(Excerpts from a dataset)
=== Section Start ===
PR #887, opened 2022-06-08
Vulcan Viz - allow reordering of discrete groupings with new widget

dtm2451:
Overall goal was allowing reordering of x-axis / y-axis groups of bar_plots.  Unfortunately, I couldn't do that exactly because of the plotly function behind our bar_plots.  So this just implements for y_plot x-axis groups.

Vulcan:
- Adds new ui piece `reorderPiece` which makes use of the same tooling for customized, drag-and-drop, reordering as is used in timur-query column reordering.
- Preps that widget for use use in reordering x-axis, y-axis, and color groupings.
- Implements that piece for the 'y_plot' plot type, for x-axis reordering (with associated updates to its archimedes function)
- Implements that piece for the 'scatter_plot' plot type, for color ordering
- Does NOT implement the piece for 'bar_plot' plot type because the underlying plotly.express.bar function does not support the required 'category_orders' functionality. =(
- Adds 'disabled' control to `SelectAutocompleteInput` (no longer actually touched here, but probably still useful for something in the future :shrug:)

Archimedes:
- Adds and implements `x_order` input in `y_plot` & retools `color_order` in `scatter_plot`
- Adds some extra input typing into the plotting & list manipulation functions
- new list `reverse` convenience function
- adds `decreasing` input to list `order` function.


dtm2451:
Re-tooled so that we can use this ordering system for scatter_plot coloring too!

- Widget nolonger disables when data_target is continuous.  Instead it just removes custom as an option.
- Also added in a safegaurd against page-refresh or data updates; resets to 'increasing' when needed.

coleshaw (approved):

archimedes/archimedes/functions/list/manipulations.py
```diff
@@ -19,6 +19,9 @@ def _flatten(l):
                 yield el
     return list(_flatten(ls))
 
+def reverse(ls: list):
```
coleshaw, line 22: nit: is this type hint wrong? Should it be something like `List[str]`?

dtm2451: For this function, the list can be of anything so I don't think it makes sense to use any content-typing restriction like that. (`list` and `List[<type>]` are both real options for python typing, just the latter lets you additionally hint at typing of the contents.)

coleshaw: Ah, got it! I thought `list` was only the invocation for a new list. Thanks!

corps:
Adding the typing hints is awesome, thank you!

PR #897, opened 2022-06-13
Timur issue 868 [close #868]

### LINKED ISSUE #868: Timur Query UI should allow selecting file md5sums
Magma /query supports this, we should make it visible.

coleshaw:
This PR adds in the ability to get file MD5 hashes in the Query UI and downloaded TSV. It introduces a dropdown for the available predicates, with `url` as the default.

Screenshot 2022-06-13 at 11-59-33 Dev Timur

When selecting `md5`, the data frame preview will be the hash as a string.


dtm2451 (approved):
Works for me!

PR #899, opened 2022-06-14
Vulcan bug fix - stepui drawer unwanted closing

dtm2451:
Simplifies the control of when 'StepUserInputWrapper' are open/closed so that we won't close the drawer unnecessarily.

The fix: Instead of constantly trying to determine whether the drawer should be open/closed, we can just set 'open'ness on mount. The drawer will still auto-close upon step completion because once `Run` is hit, the system will unmount the drawer while the step runs and the remount it afterwards.
-> exact change = determine 'open'ness within the `useState` call and remove the `useEffect` that controlled 'open'ness later on.


dtm2451:
Lovely when fixing a bug just involves removing code =)

coleshaw (approved):
:+1:

PR #903, opened 2022-06-15
single-var bar_plots

dtm2451:
Updates the plotly bar_plotter to ... when x_by==y_by:
- Be able to run the summarization calcs 
- Skip assigning colors per category, and just use one (orange)
- Ignore the user's 'scale_by' request and always use 'counts' (because 'fraction' would always be 1, so doesn't make sense to use!)
image


coleshaw:
I think this works, but small nit:

> Ignore the user's 'scale_by' request and always use 'counts' (because 'fraction' would always be 1, so doesn't make sense to use!)

Does this reflect in the UI, or is there a way to make it reflect in the UI, that this choice doesn't matter? i.e. by removing the box, removing the `fraction` option, etc.? Wondering if it'll be confusing if they accidentally pick `fraction` but nothing changes, or they wonder what the heck that means...

dtm2451:
> I think this works, but small nit:
> 
> > Ignore the user's 'scale_by' request and always use 'counts' (because 'fraction' would always be 1, so doesn't make sense to use!)
> 
> Does this reflect in the UI, or is there a way to make it reflect in the UI, that this choice doesn't matter? i.e. by removing the box, removing the `fraction` option, etc.? Wondering if it'll be confusing if they accidentally pick `fraction` but nothing changes, or they wonder what the heck that means...

Thanks for the push!  Wasn't gonna do anything except maybe a note in the docs, but I can disable the input when x_by==y_by!

dtm2451:
bar_plot-disable

dtm2451:
Title also doesn't need the x_by info added.
... gonna sit with this for a day to make sure I don't notice another!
=== Section End ===
ASSIGNMENT ▸
Starting with the line that holds "- Adds and implements" and ending with the line that holds "The fix: Instead", retype every line in the data above exactly, and nothing else.

PROBLEM SOLUTION ▸
- Adds and implements `x_order` input in `y_plot` & retools `color_order` in `scatter_plot`
- Adds some extra input typing into the plotting & list manipulation functions
- new list `reverse` convenience function
- adds `decreasing` input to list `order` function.


dtm2451:
Re-tooled so that we can use this ordering system for scatter_plot coloring too!

- Widget nolonger disables when data_target is continuous.  Instead it just removes custom as an option.
- Also added in a safegaurd against page-refresh or data updates; resets to 'increasing' when needed.

coleshaw (approved):

archimedes/archimedes/functions/list/manipulations.py
```diff
@@ -19,6 +19,9 @@ def _flatten(l):
                 yield el
     return list(_flatten(ls))
 
+def reverse(ls: list):
```
coleshaw, line 22: nit: is this type hint wrong? Should it be something like `List[str]`?

dtm2451: For this function, the list can be of anything so I don't think it makes sense to use any content-typing restriction like that. (`list` and `List[<type>]` are both real options for python typing, just the latter lets you additionally hint at typing of the contents.)

coleshaw: Ah, got it! I thought `list` was only the invocation for a new list. Thanks!

corps:
Adding the typing hints is awesome, thank you!

PR #897, opened 2022-06-13
Timur issue 868 [close #868]

### LINKED ISSUE #868: Timur Query UI should allow selecting file md5sums
Magma /query supports this, we should make it visible.

coleshaw:
This PR adds in the ability to get file MD5 hashes in the Query UI and downloaded TSV. It introduces a dropdown for the available predicates, with `url` as the default.

Screenshot 2022-06-13 at 11-59-33 Dev Timur

When selecting `md5`, the data frame preview will be the hash as a string.


dtm2451 (approved):
Works for me!

PR #899, opened 2022-06-14
Vulcan bug fix - stepui drawer unwanted closing

dtm2451:
Simplifies the control of when 'StepUserInputWrapper' are open/closed so that we won't close the drawer unnecessarily.

The fix: Instead of constantly trying to determine whether the drawer should be open/closed, we can just set 'open'ness on mount. The drawer will still auto-close upon step completion because once `Run` is hit, the system will unmount the drawer while the step runs and the remount it afterwards.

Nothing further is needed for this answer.